_ACTION ITEM_.
In the data below, one line contains "The refactoring in" and a later one contains "Fixes bbac628a1b01261766459c6556e36d2443a42534". Print both, with every line between them, exactly and alone.
*** Block opens ***
PR #15894, opened 2025-02-17
player: run all update handlers on init

Dudemanguy:
The refactoring in bbac628a1b01261766459c6556e36d2443a42534 missed that the initial update handler didn't immediately run all the triggered callbacks but would instead delay it until the next playloop. This subtly breaks things of course like hooks, force window handling, etc. Ensure that we immediately run all the callbacks like before on startup.

Fixes bbac628a1b01261766459c6556e36d2443a42534
Fixes https://github.com/mpv-player/mpv/pull/15828#issuecomment-2663830477

### DIFF
--- a/player/playloop.c
+++ b/player/playloop.c
@@ -122,7 +122,7 @@ static void mp_process_input(struct MPContext *mpctx)
 }
 
 // Process any queued option callbacks.
-static void handle_option_callbacks(struct MPContext *mpctx)
+void handle_option_callbacks(struct MPContext *mpctx)
 {
     for (int i = 0; i < mpctx->num_option_callbacks; i++)
         mp_option_run_callback(mpctx, i);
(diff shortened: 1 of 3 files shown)


player/playloop.c
```diff
@@ -122,7 +122,7 @@ static void mp_process_input(struct MPContext *mpctx)
 }
 
 // Process any queued option callbacks.
-static void handle_option_callbacks(struct MPContext *mpctx)
+void handle_option_callbacks(struct MPContext *mpctx)
```
kasper93, line 125: if no longer static, should have `mp_`

```suggestion
void mp_handle_option_callbacks(struct MPContext *mpctx)
```

Dudemanguy: Most non-static stuff in playloop doesn't have `mp` though.

kasper93: ¯⁠\⁠\_⁠(⁠ツ⁠)⁠_⁠/⁠¯ at least new code can be clean, we shouldn't have not prefixed functions in global scope imho.

kasper93 (approved):
make sense and works

PR #15900, opened 2025-02-18
vo_gpu_next: make --icc-profile-auto actually work on startup

Dudemanguy:
Guess it's proof that nobody actually uses this option.


Dudemanguy:
Woops not needed after all.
*** Block closes ***
_SOLUTION TO THE EXERCISE_.
The refactoring in bbac628a1b01261766459c6556e36d2443a42534 missed that the initial update handler didn't immediately run all the triggered callbacks but would instead delay it until the next playloop. This subtly breaks things of course like hooks, force window handling, etc. Ensure that we immediately run all the callbacks like before on startup.

Fixes bbac628a1b01261766459c6556e36d2443a42534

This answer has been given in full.